*WHAT IS REQUIRED*: The answer should be an exact copy of the data.

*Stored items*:
PR #4005, opened 2021-12-06
Fix occassionally slow frame-error-capture tests

robertknight:
These tests access the `error.stack` property, which in turn triggers the `Error.prepareStackTrace` [1] handler installed by source-map-support [2] (this library is involved in translating errors thrown in tests to their original source locations). This
is expensive and has caused some CI timeouts.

*TASK RESULT*:
PR #4005, opened 2021-12-06
Fix occassionally slow frame-error-capture tests

robertknight:
These tests access the `error.stack` property, which in turn triggers the `Error.prepareStackTrace` [1] handler installed by source-map-support [2] (this library is involved in translating errors thrown in tests to their original source locations). This
is expensive and has caused some CI timeouts.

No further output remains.